19-Hydroxy-sarmentogenin (3) is an aglycon of 19-hydroxy-sarmentogenin-3β-O-β-6-deoxyguloside (2), a cytotoxic cardenolide carbohydrate. The cardenolide family is structurally characterized by the oxygenated steroidal skeleton, which is composed of cis-fused AB- and CD-ring and β-oriented C17-butenolide. To establish a unified synthetic route to the oxygenated cardenolides, we selected 3 as the initial synthetic target. Here we report a total synthesis of 3. For efficient construction of the oxygenated steroidal structure of 3, the new convergent strategy was designed. Specifically, the functionalized AB-ring 4 and the D-ring 5 were coupled via the acetal coupling under the mild conditions, affording bromoacetal 6. The C9-11 bond of 20 was stereoselectively formed through 6-membered ring cyclization of the C11-carbon radical that was generated by treating 6 with (TMS)_3SiH and Et_3B. Then the regio- and stereoselective aldol reaction of 7 by using KN(TMS)_2 at 60 ℃ gave rise to the oxygenated steroidal structure 8a as a sole product out of the eight possible steroidal structures 8a〜h. 19-Hydroxy-sarmentgenin (3) was synthesized from 8a.
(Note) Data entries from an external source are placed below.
PR #5802, opened 2021-02-17
Introduce GIT_WARN_UNUSED_RESULT

lhchavez:
This change adds the GIT_WARN_UNUSED_RESULT annotation, which makes the
compiler warn when a return result is not used. This avoids bugs.

### DIFF
--- a/src/sortedcache.h
+++ b/src/sortedcache.h
@@ -58,7 +58,7 @@ typedef struct {
  *        may be NULL.  The cache makes it easy to load this and check
  *        if it has been modified since the last load and/or write.
  */
-int git_sortedcache_new(
+GIT_WARN_UNUSED_RESULT int git_sortedcache_new(
 	git_sortedcache **out,
 	size_t item_path_offset, /* use offsetof(struct, path-field) macro */
 	git_sortedcache_free_item_fn free_item,
@@ -71,7 +71,7 @@ int git_sortedcache_new(
  * - `copy_item` can be NULL to just use memcpy
  * - if `lock`, grabs read lock on `src` during copy and releases after
  */
-int git_sortedcache_copy(
+GIT_WARN_UNUSED_RESULT int git_sortedcache_copy(
 	git_sortedcache **out,
 	git_sortedcache *src,
 	bool lock,
@@ -88,7 +88,7 @@ void git_sortedcache_free(git_sortedcache *sc);
 void git_sortedcache_incref(git_sortedcache *sc);
 
 /* Get the pathname associated with this cache at creation time */
-const char *git_sortedcache_path(git_sortedcache *sc);
+GIT_WARN_UNUSED_RESULT const char *git_sortedcache_path(git_sortedcache *sc);
 
 /*
  * CACHE WRITE FUNCTIONS
@@ -100,7 +100,7 @@ const char *git_sortedcache_path(git_sortedcache *sc);
  */
 
 /* Lock sortedcache for write */
-int git_sortedcache_wlock(git_sortedcache *sc);
+GIT_WARN_UNUSED_RESULT int git_sortedcache_wlock(git_sortedcache *sc);
 
 /* Unlock sorted cache when done with write */
 void git_sortedcache_wunlock(git_sortedcache *sc);
@@ -120,7 +120,8 @@ void git_sortedcache_wunlock(git_sortedcache *sc);
  *
  * @return 0 if up-to-date, 1 if out-of-date, <0 on error
  */
-int git_sortedcache_lockandload(git_sortedcache *sc, git_buf *buf);
+GIT_WARN_UNUSED_RESULT int git_sortedcache_lockandload(
+	git_sortedcache *sc, git_buf *buf);
 
 /* Refresh file timestamp after write completes
  * You should already be holding the write lock when you call this.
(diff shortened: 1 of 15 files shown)


ethomson:
Naive question - is there an attribute for the inverse of this - where we accept that it's okay that the return value is unused?

I think that for _most_ of our codebase, we should enforce checking return codes.  I can only think of a few outliers (like the `buf` functions, where we accept that an OOM situation will eventually get checked, but we might chain several functions together before we do that check).

I have no idea how bad `-Wunused-result` would _actually_ be, and it looks like [it has some pain points of its own](https://gcc.gnu.org/bugzilla/show_bug.cgi?id=66425), I'm just curious.

lhchavez:
> Naive question - is there an attribute for the inverse of this - where we accept that it's okay that the return value is unused?

not as a standard attribute :( the closest thing would be a custom clang-tidy check. i personally wouldn't be opposed to investigating how to get one working, but it's probably better to start with an allow-list of functions we know we want to keep using their return values always plus possibly another macro to mark the ignoring of a return value as acceptable (i.e. this change), and once the whole codebase is clean, we can switch it around.

> 
> I think that for _most_ of our codebase, we should enforce checking return codes. I can only think of a few outliers (like the `buf` functions, where we accept that an OOM situation will eventually get checked, but we might chain several functions together before we do that check).
> 
> I have no idea how bad `-Wunused-result` would _actually_ be, and it looks like [it has some pain points of its own](https://gcc.gnu.org/bugzilla/show_bug.cgi?id=66425), I'm just curious.

we're already using `-Wunused-result`! that's what powers the warnings for functions annotated with `GIT_WARN_UNUSED`: https://gcc.gnu.org/onlinedocs/gcc/Warning-Options.html says:

> `-Wno-unused-result`
> Do not warn if a caller of a function marked with attribute `warn_unused_result` (see Function Attributes) does not use its return value. The default is `-Wunused-result`.

lhchavez:
> > Naive question - is there an attribute for the inverse of this - where we accept that it's okay that the return value is unused?
> 
> not as a standard attribute :( the closest thing would be a custom clang-tidy check. i personally wouldn't be opposed to investigating how to get one working, but it's probably better to start with an allow-list of functions we know we want to keep using their return values always plus possibly another macro to mark the ignoring of a return value as acceptable (i.e. this change), and once the whole codebase is clean, we can switch it around.
> 
> > I think that for _most_ of our codebase, we should enforce checking return codes. I can only think of a few outliers (like the `buf` functions, where we accept that an OOM situation will eventually get checked, but we might chain several functions together before we do that check).
> > I have no idea how bad `-Wunused-result` would _actually_ be, and it looks like [it has some pain points of its own](https://gcc.gnu.org/bugzilla/show_bug.cgi?id=66425), I'm just curious.

btw tweaking `GIT_UNUSED()` to https://github.com/libgit2/libgit2/pull/5802/commits/4ebb573f58c4896b5416dc16e7bb303f641db770#diff-07a0ff24f834c533d980cd176412c1cf4777562a3a10fe49ae049e06adff4487R46 eliminates most of the pain points. it uses a gcc-ism, but then again the `GIT_WARN_UNUSED` macro also does.

> 
> we're already using `-Wunused-result`! that's what powers the warnings for functions annotated with `GIT_WARN_UNUSED`: https://gcc.gnu.org/onlinedocs/gcc/Warning-Options.html says:
> 
> > `-Wno-unused-result`
> > Do not warn if a caller of a function marked with attribute `warn_unused_result` (see Function Attributes) does not use its return value. The default is `-Wunused-result`.

ethomson:
> we're already using -Wunused-result! that's what powers the warnings for functions annotated with GIT_WARN_UNUSED: https://gcc.gnu.org/onlinedocs/gcc/Warning-Options.html says:

Ohhhh, I didn't fully understand the interaction here.  This makes sense.  Thanks for the explanation.

src/sortedcache.h
```diff
@@ -155,26 +157,29 @@ int git_sortedcache_remove(git_sortedcache *sc, size_t pos);
...
 /* Lock sortedcache for read */
-int git_sortedcache_rlock(git_sortedcache *sc);
+GIT_WARN_UNUSED_RESULT int git_sortedcache_rlock(git_sortedcache *sc);
 
 /* Unlock sorted cache when done with read */
 void git_sortedcache_runlock(git_sortedcache *sc);
 
 /* Lookup item by key - returns NULL if not found */
-void *git_sortedcache_lookup(const git_sortedcache *sc, const char *key);
+GIT_WARN_UNUSED_RESULT void *git_sortedcache_lookup(
```
ethomson, line 166: I like `GIT_WARN_UNUSED_RESULT` for things that return errors that really must be paid attention to, for example things that allocate.  I'm less bullish on things like this.  One on hand, I think that I understand the motivation: _why are you calling this function_ if you don't care about the result?  It's side effect free.  So its _only purpose in life_ is to compute a result for you.  Calling it and ignoring the result is just a waste of cycles.

🤔

I feel like we should draw up some simple guidelines about where and when we use `GIT_WARN_UNUSED_RESULT`...  It feels like you're proposing a place where we land on it _almost always_.  Is that roughly accurate?

lhchavez: i could also be okay with restricting its use to only places that allocate or grab a mutex (that case is also pretty scary).

if/when another clang-tidy solution exists where everything is checked except for a few allow-listed functions, things'll be less verbose.

ethomson:
Sorry for the long delay.  One last question: does this need to be in the public api?  I’d rather keep this defined in some header in `src/`

lhchavez:
> Sorry for the long delay. One last question: does this need to be in the public api? I’d rather keep this defined in some header in `src/`

it doesn't need to, let me move it!

lhchavez:
> > Sorry for the long delay. One last question: does this need to be in the public api? I’d rather keep this defined in some header in `src/`
> 
> it doesn't need to, let me move it!

welp, not sure what happened, but now the MSVC builds are not picking the macro up :/

ethomson:
This is really nice.  Thanks.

Nine-step sequence from 8a, including deoxygenation of the C7-oxygen functionality and oxidative cleavage of the vinyl ether, resulted in formation of 28. The Cll-ketone of 28 was reduced to the alcohol under the Birch conditions to afford 29 as a single isomer. After the C17-ketone was converted to the vinyl iodide 30, the C17-butenolide was installed by the Cu-accelerated Stale coupling to provide 32. Stereoselective hydrogenation of the C16-17 double bond of 34 generated the desired C17 stereocenter. Finally, the global deprotection delivered the target product 3.